PR #24919, opened 2023-12-07
Ppxlib: disable tests for 0.30.0 on OCaml 5.1

pitag-ha:
There is a formatting reproducibility problem with those `ppxlib.0.30.0` tests, that test the behavior on OCaml 5.1. The `ppxlib.0.30.0` tests need therefore be disabled on 5.1, which is what this PR does. Funnily, the test conditions were written in a way that the tests don't run on OCaml 5.1.0, but do run on OCaml 5.1.1, so this has been noticed only now. See https://github.com/ocaml-ppx/ppxlib/issues/459.

### DIFF
--- a/packages/ppxlib/ppxlib.0.30.0/opam
+++ b/packages/ppxlib/ppxlib.0.30.0/opam
@@ -21,6 +21,7 @@ bug-reports: "https://github.com/ocaml-ppx/ppxlib/issues"
 depends: [
   "dune" {>= "2.7"}
   "ocaml" {>= "4.04.1" & < "5.2.0" & != "5.1.0~alpha1"}
+  "ocaml" {with-test & ( < "5.1.0" | >= "5.2.0" ) }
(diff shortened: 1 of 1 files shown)


mseri:
So this is broken only on 5.1.x?

pitag-ha:
The tests are broken whenever
```
 (enabled_if
  (and
   (>= %{ocaml_version} "5.1.0~alpha2")
   (< %{ocaml_version} "5.2.0")))
```
is enabled.

I've just changed the opam file to match exactly the upper bound of `5.1.0~alpha2`. Before, I had quickly put a strict `5.1.0` bound, which would unnecessarily also disable the tests on `5.1.0`. Thanks for noticing!

I've also removed the `| >= "5.2.0"` relaxation of that bound given that `>= "5.2.0"` can never be matched due to the general `ocaml` upper bound in ppxlib.0.30.0.

mseri:
Thanks

PR #24924, opened 2023-12-09
Package camlimages.5.0.5

camlspotter:
### `camlimages.5.0.5`
Image processing library
An image processing library, which provides loading and saving various image formats with an interface for the Caml graphics library. It has also an interface with the freetype library to draw texts using truetype fonts.

---
* Homepage: https://gitlab.com/camlspotter/camlimages
* Source repo: git+https://gitlab.com/camlspotter/camlimages.git
* Bug tracker: https://gitlab.com/camlspotter/camlimages/-/issues

---

### DIFF
--- a/packages/camlimages/camlimages.5.0.5/opam
+++ b/packages/camlimages/camlimages.5.0.5/opam
@@ -1,0 +1,51 @@
+opam-version: "2.0"
+synopsis: "Image processing library"
+description:
+  "An image processing library, which provides loading and saving various image formats with an interface for the Caml graphics library. It has also an interface with the freetype library to draw texts using truetype fonts."
+maintainer: "Jun FURUSE <jun.furuse@gmail.com>"
+authors: "Jun FURUSE <jun.furuse@gmail.com>"
+license: "LGPL-2.1-only WITH OCaml-LGPL-linking-exception"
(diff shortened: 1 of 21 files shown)


camlspotter:
Checking the CI failures...

camlspotter:
Analysis of CI failures:

* Old liquidsoap versions: the latest liquidsoap compiles.
* advi.2.0.0 in OCaml 5.1 : It fails to compile due to the use of deprecated Stdlib.Printexc.catch.  Not the issue of camlimages.
* distributions: linker errors due to lack of -fPIC

Not sure what is the best option to handle these "-fPIC" flags...

haochenx (commented):
The only thing concerns me is the revdeps of liquidsoaps. I have created a PR that should fix the failures so please take a look when you have time: https://github.com/camlspotter/opam-repository/pull/2

For the distribution failures I'm afraid that there's not too much thing we can do about. You can look at the `x-ci-accept-failures` option if you want to reduce CI noises but it's not mandatory.

As you mentioned advi is unrelated to this PR so I don't think you have to do anything about it.

haochenx (approved):
Seems like now there are only the distro failures that we cannot do anything about and the advi failure that is not related to this package.

Looks good to me for merging!

mseri:
Thanks a lot!

PR #24942, opened 2023-12-14
ott: fix for building on Windows (without symlink)

MSoegtropIMC:
This PR merges the Windows fix from the Opam MinGW repo:

https://github.com/ocaml-opam/opam-repository-mingw/tree/sunset/packages/ott/ott.0.32

and adds a correspnding fix for ott.0.33.

For older versions of ott the MinGW repo has no patches - not sure if these work or not, I didn't test it.

The change does not influence builds on other systems, so I did not change the version numbers.

### DIFF
--- a/packages/ott/ott.0.32/opam
+++ b/packages/ott/ott.0.32/opam
@@ -14,6 +14,8 @@ depends: [
 build: [
   [make "world"]
   [make "ott.install"]
+  ["rm" "src/ott"] { os = "win32" }
+  ["cp" "src/ott.opt" "src/ott"] { os = "win32" }
 ]
 run-test: [
   [make "-C" "tests/menhir_tests/test_if"]
--- a/packages/ott/ott.0.33/opam
+++ b/packages/ott/ott.0.33/opam
@@ -15,6 +15,9 @@ depends: [
 build: [
   [make "world"] { ocaml:native }
   [make "world.byt"] { !ocaml:native }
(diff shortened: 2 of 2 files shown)


MSoegtropIMC:
@dra27 : after this is merged, should I do a PR to the MinGW sunset repo and remove ott from there? Afair we said that the sunset repo should only be used on top of the main repo and that we want to move everything gradually to the main repo. Such updates look like a good opportunity to do this. Maybe we should leave a readme file in the ott folder of the sunset repo.

MSoegtropIMC:
@dra27 : can I please have a review of this asap - otherwise I have to keep this as local patch in Coq Platform (release is in progress).

mseri:
Since this is only affecting windows and is used in production by coq, I am going to take over the decision and merge it in the meantime. We can always revisit if needed

MSoegtropIMC:
@mseri : thanks, I appreciate it:

@dra27 : the question remains, if I should do a PR to remove this project entirely from the MinGW sunset repo - IMHO the best strategy is to make project by project work on Windows with the main opam repo and delete them from the MinGW repo - until it is empty. This of course requires that everybody uses the MinGW repo as overlay to the main repo - nut sure if this is the communicated policy.

As indicated above, I think we should replace the ott project in the MinGW repo with a Readme file stating that it now lives in the main repo + a link with an explanation of the repo overlaying.

PR #24945, opened 2023-12-15
Num version 1.5

xavierleroy:
Cc @dra27 .

### DIFF
--- a/packages/base58/base58.0.1.2/opam
+++ b/packages/base58/base58.0.1.2/opam
@@ -12,13 +12,12 @@ build: [
 install: [make "install"]
 remove: ["ocamlfind" "remove" "base58"]
 depends: [
-  "ocaml" {>= "4.02.0"}
+  ("ocaml" {>= "4.02.0" & < "5.0"} & "num" | "ocaml" {>= "5.0"} & "num" {< "1.5"})
   "ocamlfind" {build}
   "testsimple" {with-test}
   "bisect" {with-test}
   "bisect_ppx" {with-test}
   "ocamlbuild" {build}
-  "num"
 ]
 synopsis: "Base58 encoding and decoding"
 description:
--- a/packages/cubicle/cubicle.1.2.0/opam
+++ b/packages/cubicle/cubicle.1.2.0/opam
@@ -13,9 +13,8 @@ build: [
   [make]
 ]
 depends: [
-  "ocaml" {>= "4.08.0"}
+  ("ocaml" {>= "4.08.0" & < "5.0"} & "num" | "ocaml" {>= "5.0"} & "num" {< "1.5"})
   "ocamlfind"
-  "num"
 ]
 depopts: ["functory"]
 conflicts: [
--- a/packages/num/num.1.5/opam
+++ b/packages/num/num.1.5/opam
@@ -5,7 +5,7 @@ authors: [
   "Pierre Weis"
   "Xavier Leroy"
 ]
-license: "LGPL-2.1-only with OCaml-LGPL-linking-exception"
+license: "LGPL-2.1-only WITH OCaml-LGPL-linking-exception"
 homepage: "https://github.com/ocaml/num/"
 bug-reports: "https://github.com/ocaml/num/issues"
 dev-repo: "git+https://github.com/ocaml/num.git"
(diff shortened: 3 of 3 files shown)


xavierleroy:
For the record: the linter complains that "The package has a dune-project file but no explicit dependency on dune was found.", but I suspect this dune-project file is not used for building the OPAM package, and adding a dependency from Num to Dune just to silence this warning is dubious.  What's the correct way to deal with this situation?

avsm:
We generally just ignore that warning for these projects that have a good reason why. (although it can be scary to see a big red X -- the UI here can certainly be improved!)

dra27:
I’ve given opam-repo-ci a gentle kick, as a number of the revdeps failures looked transient. When it’s done, I’ll have a look through the other failures to check that there’s nothing strictly to do with num (obviously anyone else is welcome to check, too!). The opam packaging of num got quite an overhaul in this release, so the revdeps testing is more relevant than it might normally be.

dra27 (approved):
The failures on 5.1 for `alt-ergo.2.0.0`, `alt-ergo-free.2.0.0` and `tplib.1.3` are not introduced by this PR (see recent opam-health-check runs).

`base58.0.1.2` and `cubicle.1.2.0` both fail because of a dependence on the num library being installed into the Standard Library. The metadata for base58 isn't even correct; cubicle has had an issue for this for a loong time (https://github.com/cubicle-model-checker/cubicle/issues/1). I've directly pushed an amendment to those packages to constrain them away from num.1.5 when installed on OCaml 5.0+.

Otherwise this looks good to merge, for me.

xavierleroy:
Thanks a lot @dra27 and @avsm for your help!

I hadn't realized until now that a submission for a new package could fix opam files for existing packages.  That's neat!

Re: opam-lint, would there be interest in adding mechanisms to control it better, such as a field in the .opam file to specify opam-lint warnings to turn on or off?

dra27:
> Re: opam-lint, would there be interest in adding mechanisms to control it better, such as a field in the .opam file to specify opam-lint warnings to turn on or off?

This particular warning doesn't come from `opam lint` but from additional linting that opam-repo-ci is doing. The culprit is `Lint.check_dune_constraint` in [ocurrent/opam-repo-ci/lib/lint.ml#L163-L174](https://github.com/ocurrent/opam-repo-ci/blob/afc49aeee32e5807c2c248b0e411d808b204e4b2/lib/lint.ml#L163-L174):

```ocaml
  let check_dune_constraints ~errors ~pkg opam =
    match opam.OpamFile.OPAM.url with
    | Some url ->
        get_dune_project_version ~pkg url >|= fun dune_version ->
        let is_build, dune_constraint = get_dune_constraint opam in
        let errors =
          match dune_constraint, dune_version with
          | _, Error msg -> (pkg, FailedToDownload msg) :: errors
          | None, Ok None -> errors
          | Some _, Ok None -> (pkg, DuneProjectMissing) :: errors
          | None, Ok (Some _) ->
              if is_dune (OpamPackage.name pkg) then
                errors
              else
                (pkg, DuneConstraintMissing) :: errors
```

There is already an exception for Dune itself (that's the `is_dune` part towards the end). This check could be enhanced to look at `opam.OpamFile.OPAM.build` for actual calls to `"dune"`, and so suppress the warning when it finds `dune-project`, but can see that `dune` is never called by the package's build instructions. That would also fix the linting errors for opam-file-format (which has an optional dependency on Dune) and also the compiler, e.g. [5.1.1's linting](https://opam.ci.ocaml.org/github/ocaml/opam-repository/commit/37d7bd839662f9476660d1b12c0ff300682a8c44/variant/(lint)):

```console
2023-12-07 15:42.05: Warning in ocaml-variants.5.1.2+trunk: The package has a dune-project file but no explicit dependency on dune was found.
2023-12-07 15:42.05: Warning in ocaml-variants.5.1.1+options: The package has a dune-project file but no explicit dependency on dune was found.
2023-12-07 15:42.05: Warning in ocaml-src.5.1.1: The package has a dune-project file but no explicit dependency on dune was found.
2023-12-07 15:42.05: Warning in ocaml-base-compiler.5.1.1: The package has a dune-project file but no explicit dependency on dune was found.
```

mseri:
Thanks, I'll open an issue on the CI repository for the linter. This looks good to merge.

PR #24951, opened 2023-12-17
[new release] mirage-flow, mirage-flow-unix and mirage-flow-combinators (4.0.0)

hannesm:
Flow implementations and combinators for MirageOS

- Project page: <a href="https://github.com/mirage/mirage-flow">https://github.com/mirage/mirage-flow</a>
- Documentation: <a href="https://mirage.github.io/mirage-flow/">https://mirage.github.io/mirage-flow/</a>

##### CHANGES:

- Add ``shutdown : flow -> [ `read | `write | `read_write ] -> unit Lwt.t``
  (@djs55 @hannesm mirage/mirage-flow#16 mirage/mirage-flow#18 mirage/mirage-flow#48)
- Remove SHUTDOWNABLE signature (@djs55 mirage/mirage-flow#17, rebased into mirage/mirage-flow#48)

PR #24952, opened 2023-12-17
restrict tcpip and tls-mirage for mirage-flow < 4.0.0

hannesm:
first PR for #24951 (there may be more to come)


hannesm:
FWIW, the changes are mostly trivial, and I won't fix any revdeps or other compilation issues (the packages were in the same way broken before, this is only to allow a new release of mirage-flow which will be incompatible with the old releases). thanks for considering this PR.

mseri:
Thanks

PR #24961, opened 2023-12-19
Mark let-if and ssh-agent-unix unavailable

reynir:
`let-if` was a fun experiment, but I don't think it's seen any usage and I now think it shouldn't be used.

`ssh-agent-unix` was not meant to be published, but was published sort of by accident due to dune-release picking it up. Previous versions have been of poor quality, and I don't think it's very useful beyond small examples. I would also like to not have to maintain this package (still want to maintain ssh-agent though!)

See also the discussion in https://github.com/ocaml/opam-repository/issues/23789#issuecomment-1862703138


mseri:
I am letting this wait a moment to see if there are users.
There are surely no published packages using them
```
❯ opam list --depends-on=let-if
# Packages matching: depends-on(let-if) & (installed | available)
# No matches found
❯ opam list --depends-on=ssh-agent-unix
# Packages matching: depends-on(ssh-agent-unix) & (installed | available)
# No matches found
```

mseri:
No complain here, I am going on with it

PR #24970, opened 2023-12-21
[new release] tty (0.0.2)

leostera:
A library for interacting with teletype and terminal emulators

- Project page: <a href="https://github.com/leostera/tty">https://github.com/leostera/tty</a>

## 0.0.2

* fix: use select to check for reads, instead of setting the stdin fd to
  non-blocking. This caused issues on Mint Tea's rendering of many emojis or
  colored symbols.

* chore: drop dune as a dependency to fix .opam files


mseri:
No problem, and it was already closed so there is no confusion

§ §

Write out every line of the entries that holds the word "installed".

Written response:
`base58.0.1.2` and `cubicle.1.2.0` both fail because of a dependence on the num library being installed into the Standard Library. The metadata for base58 isn't even correct; cubicle has had an issue for this for a loong time (https://github.com/cubicle-model-checker/cubicle/issues/1). I've directly pushed an amendment to those packages to constrain them away from num.1.5 when installed on OCaml 5.0+.
# Packages matching: depends-on(let-if) & (installed | available)
# Packages matching: depends-on(ssh-agent-unix) & (installed | available)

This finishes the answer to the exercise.